Please print the whole listing below exactly as it stands.

START RECORDS PROVIDED

PR #3611, opened 2017-10-05
Add payment deadline to course status

### LINKED ISSUE #3516: Display payment deadline on dashboard
The customer support team is getting a lot of questions about the specific day and time when payment is due. It would help them if this information was displayed -- on the dashboard and/or the program page. 

See [ZenDesk #10860](https://odl.zendesk.com/agent/tickets/10860)

annagav:
Fix  #3516

#### What's this PR do?
Display payment deadline for course 

Use this command ```./manage.py alter_data set_past_run_to_passed --username staff --course-title 'Analog Learning 200' --audit```

You should be able to see the payment deadline

screen shot 2017-10-05 at 3 01 16 pm

### DIFF
--- a/static/js/components/dashboard/courses/StatusMessages.js
+++ b/static/js/components/dashboard/courses/StatusMessages.js
@@ -95,6 +95,7 @@ export const calculateMessages = (props: CalculateMessagesProps) => {
   const passedExam = hasPassingExamGrade(course)
   const failedExam = hasFailingExamGrade(course)
   const paymentDueDate = moment(firstRun.course_upgrade_deadline)
+  const dueDate = paymentDueDate.format(COURSE_CARD_FORMAT)
   if (firstRun.status === STATUS_PAID_BUT_NOT_ENROLLED) {
     const contactHref = `mailto:${SETTINGS.support_email}`
     return S.Just([
@@ -146,7 +147,7 @@ export const calculateMessages = (props: CalculateMessagesProps) => {
   ) {
     messages.push({
       message:
-        "You are auditing. To get credit, you need to pay for the course.",
+        `You are auditing. To get credit, you need to pay for the course. (Payment due on ${dueDate})`,
       action: courseAction(firstRun, COURSE_ACTION_PAY)
     })
     return S.Just(messages)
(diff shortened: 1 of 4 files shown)


static/js/components/dashboard/courses/StatusMessages.js
```diff
@@ -95,6 +95,7 @@ export const calculateMessages = (props: CalculateMessagesProps) => {
   const passedExam = hasPassingExamGrade(course)
   const failedExam = hasFailingExamGrade(course)
   const paymentDueDate = moment(firstRun.course_upgrade_deadline)
+  const dueDate = paymentDueDate.format(COURSE_CARD_FORMAT)
```
amir-qayyum-khan: @annagav do we have always `firstRun.course_upgrade_deadline` set?

pdpinch: We should, but it would be good to fail gracefully if it's missing.

pdpinch:
Are we displaying the date/time in the user's timezone? Can we?

amir-qayyum-khan:
@pdpinch i dont think so, they are according to user's timezone.

pdpinch:
@annagav we need to include the time and the timezone. Since we have users across the globe, they can't tell if the deadline is in their timezone or EST/EDT. 

Ideally, I'd like to display the date & time in the user's local time, based on their profile. But if that's too hard/unreliable, we can display the date and time in UTC.

noisecapella:
@pdpinch All datetime information coming from the REST API is in ISO-8601 format which is explicit about it being UTC. When this is formatted via moment.js (like here) it's shown to the user in the browser's local time zone

roberthouse54:
So we should show the time in the user's local time, and display the timezone abbreviation, which according to Anna requires a new library that we currently don't have.

pdpinch:
Do we have an option to implement this in Python, or are we limited to doing it in JavaScript?

noisecapella:
IMO having the REST API output UTC timestamps is the way to go. moment.js already knows what the local timezone is since it's using it to render the time. @annagav which library would we need?

annagav:
@noisecapella I used moment-timezone to get the abbreviation of the user's timezone.

noisecapella:
Yes that sounds right to me

amir-qayyum-khan:
please fix tests and style issues

amir-qayyum-khan:
Looks good to me

@pdpinch @noisecapella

END RECORDS PROVIDED

ANSWER AREA:
PR #3611, opened 2017-10-05
Add payment deadline to course status

### LINKED ISSUE #3516: Display payment deadline on dashboard
The customer support team is getting a lot of questions about the specific day and time when payment is due. It would help them if this information was displayed -- on the dashboard and/or the program page. 

See [ZenDesk #10860](https://odl.zendesk.com/agent/tickets/10860)

annagav:
Fix  #3516

#### What's this PR do?
Display payment deadline for course 

Use this command ```./manage.py alter_data set_past_run_to_passed --username staff --course-title 'Analog Learning 200' --audit```

You should be able to see the payment deadline

screen shot 2017-10-05 at 3 01 16 pm

### DIFF
--- a/static/js/components/dashboard/courses/StatusMessages.js
+++ b/static/js/components/dashboard/courses/StatusMessages.js
@@ -95,6 +95,7 @@ export const calculateMessages = (props: CalculateMessagesProps) => {
   const passedExam = hasPassingExamGrade(course)
   const failedExam = hasFailingExamGrade(course)
   const paymentDueDate = moment(firstRun.course_upgrade_deadline)
+  const dueDate = paymentDueDate.format(COURSE_CARD_FORMAT)
   if (firstRun.status === STATUS_PAID_BUT_NOT_ENROLLED) {
     const contactHref = `mailto:${SETTINGS.support_email}`
     return S.Just([
@@ -146,7 +147,7 @@ export const calculateMessages = (props: CalculateMessagesProps) => {
   ) {
     messages.push({
       message:
-        "You are auditing. To get credit, you need to pay for the course.",
+        `You are auditing. To get credit, you need to pay for the course. (Payment due on ${dueDate})`,
       action: courseAction(firstRun, COURSE_ACTION_PAY)
     })
     return S.Just(messages)
(diff shortened: 1 of 4 files shown)


static/js/components/dashboard/courses/StatusMessages.js
```diff
@@ -95,6 +95,7 @@ export const calculateMessages = (props: CalculateMessagesProps) => {
   const passedExam = hasPassingExamGrade(course)
   const failedExam = hasFailingExamGrade(course)
   const paymentDueDate = moment(firstRun.course_upgrade_deadline)
+  const dueDate = paymentDueDate.format(COURSE_CARD_FORMAT)
```
amir-qayyum-khan: @annagav do we have always `firstRun.course_upgrade_deadline` set?

pdpinch: We should, but it would be good to fail gracefully if it's missing.

pdpinch:
Are we displaying the date/time in the user's timezone? Can we?

amir-qayyum-khan:
@pdpinch i dont think so, they are according to user's timezone.

pdpinch:
@annagav we need to include the time and the timezone. Since we have users across the globe, they can't tell if the deadline is in their timezone or EST/EDT. 

Ideally, I'd like to display the date & time in the user's local time, based on their profile. But if that's too hard/unreliable, we can display the date and time in UTC.

noisecapella:
@pdpinch All datetime information coming from the REST API is in ISO-8601 format which is explicit about it being UTC. When this is formatted via moment.js (like here) it's shown to the user in the browser's local time zone

roberthouse54:
So we should show the time in the user's local time, and display the timezone abbreviation, which according to Anna requires a new library that we currently don't have.

pdpinch:
Do we have an option to implement this in Python, or are we limited to doing it in JavaScript?

noisecapella:
IMO having the REST API output UTC timestamps is the way to go. moment.js already knows what the local timezone is since it's using it to render the time. @annagav which library would we need?

annagav:
@noisecapella I used moment-timezone to get the abbreviation of the user's timezone.

noisecapella:
Yes that sounds right to me

amir-qayyum-khan:
please fix tests and style issues

amir-qayyum-khan:
Looks good to me

@pdpinch @noisecapella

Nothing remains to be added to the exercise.